RDF Turtle can be embedded into an HTML page using the HTML script tag. The Turtle format is relatively easy to work with because it mostly consists of simple lines of three consecutive concept URIs: <Subject> <Predicate> <Object>, Q1 a Item. Any seemingly long URI prefixes can also be abbreviated with the @prefix directive.

<script type="text/turtle" id="P15"><![CDATA[
@base         <https://research.moraleconomy.au/entity/> .   # called wd: in Wikidata's dumps
@prefix rdf:  <http://www.w3.org/1999/02/22-rdf-syntax-ns#> .
@prefix rdfs: <http://www.w3.org/2000/01/rdf-schema#> .
@prefix wikibase: <http://wikiba.se/ontology#> .
@prefix wdt:  <https://research.moraleconomy.au/prop/direct/> .

<P15>
  # "a" is pre-defined to stand for rdf:type, but the purpose of it is arguably hard to remember
  rdf:type wikibase:Property ;   # the entity is a Property
  wikibase:propertyType wikibase:WikibaseItem ;   # the Property takes an Item as its value

  # claims with simple values - "truthy" statements
  wdt:P30 <P14> ;   # inverse property of - appears in work  (en)

  schema:description "a Property"@en ;   # Item or Property description
  skos:altLabel      "depicts"@en , "illustrates"@en , "tropes"@en , "motifs"@en;   # each alternate label
  skos:prefLabel     "work depicts or contains"@en .   # primary label
  # if the least-edited thing is last, it's harder to forget the last period.
]]></script>

For a prettier display of RDF statements and the potential to use the multilingual editor to add or change lines just as with Wikibase, we want MediaWiki to find this Turtle block and interpret all its lines into a series of claims internally. This should not be difficult — Turtle is relatively easy to parse.
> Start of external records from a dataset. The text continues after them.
PR #2, opened 2020-11-06
WIP: SSTOOLKIT-14: login token w/o response parsing ...

unserializable:
For comments, not merging at this point.

The operation itself is such that it will only succeed when token is NOT already logged in, so handling such situations where 'no operation is needed' but error is returned warrants some consideration for the whole toolkit

For this particular call, response is with HTTP status code 409 when token is already logged in, body
`` {"status":409,"error":{"code":"action_not_possible"}}`

### DIFF
--- a/sstoolkit/controllers/base.py
+++ b/sstoolkit/controllers/base.py
@@ -8,6 +8,8 @@ from ..core.version import get_version
 from sstoolkit.configuration.configuration import Configuration
 from sstoolkit.api_client.api_client import ApiClient
 from sstoolkit.api.clients_api import ClientsApi
+from sstoolkit.api.tokens_api import TokensApi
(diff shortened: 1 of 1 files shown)


bertvi:
I see that you take configuration data from the command line, but I think at this point it should be taken from configuration files, like for example the url and api-key. 

Please add some unit tests aswell. 

Otherwise looks OK.

bertvi (changes requested):
I see that you take configuration data from the command line, but I think at this point it should be taken from configuration files, like for example the url and api-key.

Please add some unit tests aswell.

Otherwise looks OK.

unserializable:
Abandoning, as work done in local branches and PR3 renders this outdated.

PR #4, opened 2020-11-13
Controllery sstoolkit 14

unserializable:
Some PR3 tests are borken here and tests for token operations need to be added, but mainly seems to work, please verify.

General idea here is:
  * have base controller
  * have subcommands inheriting from base controller and able to define their own arguments

Token operations added are 'list' and 'login'

### DIFF
--- a/config/base.yaml
+++ b/config/base.yaml
@@ -12,6 +12,7 @@ security-server:
     owner_member_class: <MEMBER_CLASS>
     owner_member_code: <MEMBER_CODE>
     security_server_code: <SERVER_CODE>
+    software_token_id: 0 # default software token ID is zero
     software_token_pin: <SOFT_TOKEN_PIN>
 
   - name: <SECURITY_SERVER_NAME>
@@ -21,5 +22,6 @@ security-server:
     owner_member_class: <MEMBER_CLASS>
     owner_member_code: <MEMBER_CODE>
     security_server_code: <SERVER_CODE>
+    software_token_id: 0 # default software token ID is zero
     software_token_pin: <SOFT_TOKEN_PIN>
 
--- a/config/base.yaml
+++ b/config/base.yaml
@@ -12,7 +12,7 @@ security-server:
     owner_member_class: <MEMBER_CLASS>
     owner_member_code: <MEMBER_CODE>
     security_server_code: <SERVER_CODE>
-    software_token_id: 0 # default software token ID is zero
+    software_token_id: 0 # <SOFT_TOKEN_ID> -- default software token ID is zero
     software_token_pin: <SOFT_TOKEN_PIN>
 
   - name: <SECURITY_SERVER_NAME>
@@ -22,6 +22,6 @@ security-server:
     owner_member_class: <MEMBER_CLASS>
     owner_member_code: <MEMBER_CODE>
     security_server_code: <SERVER_CODE>
-    software_token_id: 0 # default software token ID is zero
+    software_token_id: 0 # <SOFT_TOKEN_ID> -- default software token ID is zero
     software_token_pin: <SOFT_TOKEN_PIN>
 
--- a/tests/unit/test_token.py
+++ b/tests/unit/test_token.py
@@ -2,9 +2,9 @@ import unittest
 import urllib3
 from xrdsst.controllers.token import TokenController
 
-class TestInit(unittest.TestCase):
+class TestToken(unittest.TestCase):
     ss_config = {
-        'logging': [{'file': '/tmp/xrdsst_test_init_log', 'level': 'INFO'}],
+        'logging': [{'file': '/tmp/xrdsst_test_token_log', 'level': 'INFO'}],
         'security-server':
             [{'name': 'ssX',
               'url': 'https://192.168.1.1:8999/api/v1',
--- a/tests/unit/test_token.py
+++ b/tests/unit/test_token.py
@@ -1,13 +1,78 @@
 import unittest
+from datetime import datetime
+from unittest import mock
+
+from dateutil.tz import tzutc
+
+from xrdsst.models import TokenStatus, TokenType, Key, KeyUsageType, TokenCertificate, CertificateOcspStatus, \
+    CertificateStatus, CertificateDetails, KeyUsage
+from xrdsst.models.token import Token
+
 import urllib3
 from xrdsst.controllers.token import TokenController
+
+class TokenTestData:
+    # JSON of the response unusable due to assertions in generated Client API, define response in Python
+    token_login_response = Token(
+        available=True,
+        id=0,
+        logged_in=True,
+        name='softToken-0',
+        possible_actions=None,
+        read_only=False,
+        saved_to_configuration=True,
+        serial_number=None,
+        status=TokenStatus.OK,
+        token_infos=[{'key': 'Type'}, {'value': 'Software'}],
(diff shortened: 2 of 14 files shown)


bertvi:
> Some PR3 tests are borken here and tests for token operations need to be added, but mainly seems to work, please verify.
> 
> General idea here is:
> 
> * have base controller
> * have subcommands inheriting from base controller and able to define their own arguments
> 
> Token operations added are 'list' and 'login'

The idea of creating a base controller to have some common methods for all the controllers is very good.

bertvi:
When running the toolkit, I first get the error that module "xrdsst.resources" is not found. Here the problem is that you have created "resources" as a normal folder, not as a module. I tried creating it as a module and then it works. 

Runngin "xrdsst init" seems to work fine. Then after that running "xrdsst token list" seems also to work find as it lists tokens information, but finally, when running "xrdsst token login", I get the following error: "KeyError: software_token_id".
pr

unserializable:
> When running the toolkit, I first get the error that module "xrdsst.resources" is not found. Here the problem is that you have information, but finally, when running "xrdsst token login", I get the following error: "KeyError: software_token_id".

Ay, 'software_token_id' is not defined in your base.yaml -- since it is also missing from the template (I only added it locally).

unserializable:
> When running the toolkit, I first get the error that module "xrdsst.resources" is not found. Here the problem is that you have created "resources" as a normal folder, not as a module. I tried creating it as a module and then it works.

I wonder what in our environments is causing this, it works for me both in PyCharm and on command line (virtualenv). Can you tell me how you were running ``xrdsst`` when getting that message, to reproduce?

bertvi:
> > When running the toolkit, I first get the error that module "xrdsst.resources" is not found. Here the problem is that you have created "resources" as a normal folder, not as a module. I tried creating it as a module and then it works.
> 
> I wonder what in our environments is causing this, it works for me both in PyCharm and on command line (virtualenv). Can you tell me how you were running `xrdsst` when getting that message, to reproduce?

I installed the xrdsst with "python setup.py install", then filled in the cofiguration file with the configuration data of my local security servers and then ran "xrdsst init". After getting the error, I tried creating a new module named "res" and copied the resource under that module and updated the files using the module and it worked.
a

unserializable:
> > When running the toolkit, I first get the error that module "xrdsst.resources" is not found. Here the problem is that you have information, but finally, when running "xrdsst token login", I get the following error: "KeyError: software_token_id".
> 
> Ay, 'software_token_id' is not defined in your base.yaml -- since it is also missing from the template (I only added it locally).

Addded in commit f0ae6471bc281b251f8863fad47d80cc6566b74c

unserializable:
> > > When running the toolkit, I first get the error that module "xrdsst.resources" is not found. Here the problem is that you have created "resources" as a normal folder, not as a module. I tried creating it as a module and then it works.
> > 
> > 
> > I wonder what in our environments is causing this, it works for me both in PyCharm and on command line (virtualenv). Can you tell me how you were running `xrdsst` when getting that message, to reproduce?
> 
> I installed the xrdsst with "python setup.py install", then filled in the cofiguration file with the configuration data of my local security servers and then ran "xrdsst init". After getting the error, I tried creating a new module named "res" and copied the resource under that module and updated the files using the module and it worked.
> a

Ok, your Python is younger than mine. The import form used is ``from xrdsst.resources.texts import texts`` and according to  https://stackoverflow.com/questions/37139786/is-init-py-not-required-for-packages-in-python-3-3 there is no need for _empty_ ``__init.py__`` since 3.3.  Cement framework in use is tested on ``Python 3.5``. Do we want to go in the direction where we try to keep Python version compatibility with lower than 3.5 version?

config/base.yaml
```diff
@@ -12,6 +12,7 @@ security-server:
     owner_member_class: <MEMBER_CLASS>
     owner_member_code: <MEMBER_CODE>
     security_server_code: <SERVER_CODE>
+    software_token_id: 0 # default software token ID is zero
```
bertvi: To conform with the proposed and discussed configuration style, please substitute with <SOFTWARE_TOKEN_ID>

tests/unit/test_token.py
```diff
@@ -0,0 +1,27 @@
+import unittest
+import urllib3
+from xrdsst.controllers.token import TokenController
+
+class TestInit(unittest.TestCase):
```
bertvi: TestInit is the test class created for testing the InitController, please use another name here, e.g. TestToken

tests/unit/test_token.py
```diff
@@ -0,0 +1,27 @@
...
+              'url': 'https://192.168.1.1:8999/api/v1',
+              'api_key': 'X-Road-apikey token=api-key',
+              'configuration_anchor': '/tmp/configuration-anchor.xml',
+              'owner_member_class': 'VOG',
+              'owner_member_code': '4321',
+              'security_server_code': 'SS3',
+              'software_token_id': '0',
+              'software_token_pin': '1122'}]}
+
+    def test_token_list(self):
```
bertvi, line 84: It seems you test here only the negative/failing path, please also test the happy path

tests/unit/test_token.py
```diff
@@ -0,0 +1,27 @@
...
+        token_controller = TokenController()
+        token_controller.load_config = (lambda: self.ss_config)
+        self.assertRaises(urllib3.exceptions.MaxRetryError, lambda: token_controller.list())
+
+    def test_token_login(self):
```
bertvi: It seems you test here only the negative/failing path, please also test the happy path

xrdsst/controllers/init.py
```diff
@@ -62,33 +43,6 @@ def initialize_server(self, config_file):
             else:
                 self.init_security_server(configuration, security_server)
 
-    @staticmethod
```
bertvi, line 65: Due to the refacto of InitServerController, where you moved some base functionality to BaseController, there also now is a need for unit tests for BaseController. Fortunately the tests already exist, please move the unit tests "test_load_config", "test_load_config_exception", "test_init_logging", "test_init_logging_exception" and "test_initialize_basic_conf_values" into the new TestBase class, where you put the unit tests for testing BaseController.

bertvi (changes requested):
Please update project version in "core/version.py" and update the project documentation related to the new token functionality in "docs/xroad_security_server_user_guide.md" and then please drop a line or two in the CHANGELOG.md file about what new has been added/changed in the latest version

config/base.yaml
unserializable: AFAIU it is never different from zero for default software token, so rather would keep the default value, changing it as follows:

```
software_token_id: 0 # <SOFT_TOKEN_ID> -- default software token ID is zero
```
I also thought it might be better to rename it to ``default_software_token_id``, but unprefixed ``software_token_pin`` was already in place, so I decided to withhold that until we have multi-token operations in place, to see how the naming will fit then.

xrdsst/controllers/init.py
unserializable: Commit e16e72764934eb590cc8f588dc7ef5ecd2efd9f6

tests/unit/test_token.py
unserializable: Commit 6a26b61c2dbe2e03c4e001f924f4123a58ff8c62

bertvi (approved):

Once we know MediaWiki can parse the contents, a simpler syntax for marking Turtle blocks may be in order:

```ttl
@base  <https://research.moraleconomy.au/entity/> .
# ... prefixes ...

<P15>  a  wikibase:Property .
# ... characteristics or claims ...
<P15>  skos:altLabel  "depicts"@en .
<P15>  skos:altLabel  "illustrates"@en .
<P15>  skos:prefLabel  "work depicts or contains"@en .
# we could make every statement a "complete sentence" like this; the semicolon and comma are just abbreviations.
```

The only real issue with this simplified syntax, or even the wordier HTML syntax, is that it does not necessarily signal to MediaWiki that this is not simply "a" random Turtle example for decoration but really is the Turtle block to represent this particular wiki page. For this purpose we can make use of MediaWiki's Magic words feature and add a string which marks a Turtle block as an Entity block. In theory, MediaWiki should scan the overall page for __ENTITY__, mark the page as a potential Entity if found, and if this string was found on a line inside a particular Turtle block, begin parsing the Turtle block as a special Entity block rather than simply for syntax highlighting.

```ttl __ENTITY__
@base  <https://research.moraleconomy.au/entity/> .  # __ENTITY__ could also go in a comment, etc
# ... prefixes ...

<P15>  a  wikibase:Property .
# ... characteristics or claims ...
<P15>  skos:prefLabel  "work depicts or contains"@en .
```

Lexemes

Querying Turtle blocks

Turtle blocks may seem almost too simple. How can the search function possibly query for them? Well, every Entity within Wikibase secretly contains a JSON file, and Wikibase manages to search through these just fine.

It seems (?) that the claims inside Wikibase Items are cached in a SQL database. If this is the case, searching for any label or Property ID should not be any slower than if Entities were input in JSON. For that matter, a regular text search should be able to find un-localized Item and Property IDs or an Item's own localized labels on any Item.